PR #384, opened 2019-12-28
:sparkles: make it possible for ldflags to substitute import path in deepcopy

mengqiy:
Make it possible to use ldflags to substitute import path in deepcopy.
This can be helpful for building a controller-gen that works in non-native go build system (e.g. bazel).


pkg/deepcopy/gen.go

○ ○ ○ ○ ○ ○ ○

**GOAL OF THE EXERCISE:**
Retype every entry exactly as it stands.

**OUTPUT:**
PR #384, opened 2019-12-28
:sparkles: make it possible for ldflags to substitute import path in deepcopy

mengqiy:
Make it possible to use ldflags to substitute import path in deepcopy.
This can be helpful for building a controller-gen that works in non-native go build system (e.g. bazel).


pkg/deepcopy/gen.go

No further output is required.